6SL7 / 6V6 GT class A     OTL headphone amp    SOGNO


----------



## Happy Camper

So stranger, what ya driving with it?


----------



## alvin sawdust

Welcome to head-fi.
   
  Strange first post old friend. Any more clues as to the point of the thread?


----------



## claudiomas

Hi,
  this diy headphone amp its a modified version af a classic ciuffoli otl headphone amp.
  same conception, but both triodes of 6Sl7 are paralleleds ,
  the 6V6 are in pseudotriode mode , cathode resistors , non inductive 25 watts ,
  mounted on front panel aluminium 5mm , (wen the amp its ready front panel its warm).
  HT come slowly in 3'.
  i'm sennheiser france technician,
  so i tray many higt grade headphones.
  the HD 800 demand to take a sit, just wonderfull, time stop and you are in the middle of the orchestra.
  my headphones : HD 25 III 600 ohms, HD 515 50 ohms , SONY CD 3000 32 ohms.
  everyone tray it , was stupefied
  sorry for my bad english, i'm italian.


----------



## alvin sawdust

Was it expensive to build?


----------



## claudiomas

not so expensive.
  chassis its abs 1U rack
  alu front and 2mm aluminium top
  tubes russian reflector nos military   
  power transformer made in italy by novarria
  octal sockets, very good capacitors ands PR2 resistors
  catode non inductive resistors,
  btr screws, neutrick jack outputs, gold chink inputs.
  it cost me 250 euros
  but the result its magnificent.
  and i can sell it easyli at 500 euros.
  it can drive grado 32 ohm and sennheiser 300 or 600 ohm
  easy
  but need  labour and experience.
  sorry for my bad english
  claudiomas


----------



## Uncle Erik

Would you be kind enough to share a schematic?


----------



## MrGreen

x2 on the schematic.
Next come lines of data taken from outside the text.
PR #145, opened 2017-01-27
Fixed issues related to flows and atoms initialization

shtripat:

### DIFF
--- a/tendrl/commons/jobs/__init__.py
+++ b/tendrl/commons/jobs/__init__.py
@@ -94,8 +94,8 @@ class JobConsumer(object):
     def invoke_flow(self, flow_fqn, job):
         # flow_fqn eg:tendrl.node_agent.objects.abc.flows.temp_flows
         if "tendrl" in flow_fqn and "objects" in flow_fqn:
-            obj_name, flow_name = flow_fqn.split(".objects.")[-1].split(
-                ".flows.")[-1].split(".")[-1]
+            obj_name = flow_fqn.split(".objects.")[-1].split(".")[0]
+            flow_name = flow_fqn.split(".flows.")[-1].split(".")[-1]
             flow = tendrl_ns.get_obj_flow(obj_name, flow_name)
             return flow(parameters=job['parameters'],
                         request_id=job['request_id']).run()
--- a/tendrl/commons/objects/atoms/__init__.py
+++ b/tendrl/commons/objects/atoms/__init__.py
@@ -19,11 +19,11 @@ class BaseAtom(object):
                                              self.obj.__name__)
         atom_def = obj_def.atoms[self.__class__.__name__]
 
-        self.inputs = inputs or atom_def['inputs']['mandatory']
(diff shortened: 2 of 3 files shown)


tendrl/commons/jobs/__init__.py
```diff
@@ -94,7 +94,9 @@ def stop(self):
     def invoke_flow(self, flow_fqn, job):
         # flow_fqn eg:tendrl.node_agent.objects.abc.flows.temp_flows
         if "tendrl" in flow_fqn and "objects" in flow_fqn:
-            obj_name, flow_name = flow_fqn.split(".objects.")[-1].split(
+            obj_name = flow_fqn.split(".objects.")[-1].split(
+                ".flows.")[-2]
```
r0h4n: the older code was doing the same, whats the difference?

shtripat: Earlier we were trying to get obj_name and flow_name both in the same call. The value of obj_name used to be correct but flow name was not. Flow name used toe be reported as e.g. `create_volume.CreateVolume` whereas we need only `CreateVolume`, so we get these values separately now. Thats all...

tendrl/commons/objects/atoms/__init__.py
```diff
@@ -19,11 +19,11 @@ def __init__(
                                              self.obj.__name__)
         atom_def = obj_def.atoms[self.__class__.__name__]
 
-        self.inputs = inputs or atom_def['inputs']['mandatory']
-        self.enabled = enabled or atom_def['enabled']
-        self.outputs = outputs or atom_def['outputs']
-        self.uuid = uuid or atom_def['uuid']
-        self.help = help or atom_def['help']
+        self.inputs = inputs or atom_def.get('inputs')['mandatory']
```
r0h4n: atom_def.get('inputs')['mandatory'] should be atom_def.get('inputs').get("mandatory")

shtripat: Done

tendrl/commons/jobs/__init__.py
```diff
@@ -94,7 +94,9 @@ def stop(self):
...
+            flow_name = flow_fqn.split(".objects.")[-1].split(
```
r0h4n: flow_name = flow_fqn.split(".flows.")[-1].split(".")[-1]

tendrl/commons/jobs/__init__.py
r0h4n: obj_name = flow_fqn.split(".objects.")[-1].split(".")[0]

much cleaner

shtripat: Done

tendrl/commons/jobs/__init__.py
shtripat: Done

shtripat:
Verified with latest create/delete pool changes and works as expected.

I've suggested this thread be moved to the DIY forums since I would assume the average viewer there is more into this stuff.


----------



## n3rdling

Cool looking amp


----------



## Planar_head

Sennheiser HD800's and an OTL (what appears to be SET) sounds like a very interesting match.
   
  Looking forward to looking at the schematics.


----------



## MrGreen

For those who are unfamiliar with the Ciuffoli 6C33C OTL. It appears that the OP has modified the schematic, however.


----------



## alvin sawdust

Claudiomas your english is fine.Are you likely to build any more of these?


----------



## claudiomas

the original ciuffoli schematics:

   
   
  this its not my first headphone amp, not my last.
  thanks for the interest
  claudiomas


----------



## claudiomas




----------



## claudiomas

Quote: 





mrgreen said:


> For those who are unfamiliar with the Ciuffoli 6C33C OTL. It appears that the OP has modified the schematic, however.


 
  Mr Green
  i come from old scool,
  less components,
  best soud, easy tuning.
  the ciuffoli 6C33 OTL
  should be a 1class amplifiers,
  but let Mr Ciuffoli OTL class A basic design
  be the best for DIY,
  ground hum its easy to solve
  very fews resistors and condenser,
  the tubes  class A SE OTL
  y love it.
  and i'm not alone.


----------



## claudiomas

the soft start HT power supply:
(zener 265 Volts)


----------



## claudiomas

this headphone amp its hot, clear
  i'm satisfaied.


----------



## pabbi1

Started toward the 6v6 (bless you Leo Fender), but then wandered to the 6005w, and finally to a kissing cousin (NDA protected). Any reason to use 6v6 over 6005w?


----------



## claudiomas

military reflector russian 6P6S


   
   
  of course the best its on my fender champ


----------



## claudiomas

the 1rst point its sockets
  i'm tired of noval ,
  octal sockets and bigger tubes
  ares most reliables.
  an more beautyfull.
  and y love olds fabbrications .
  claudiomas


----------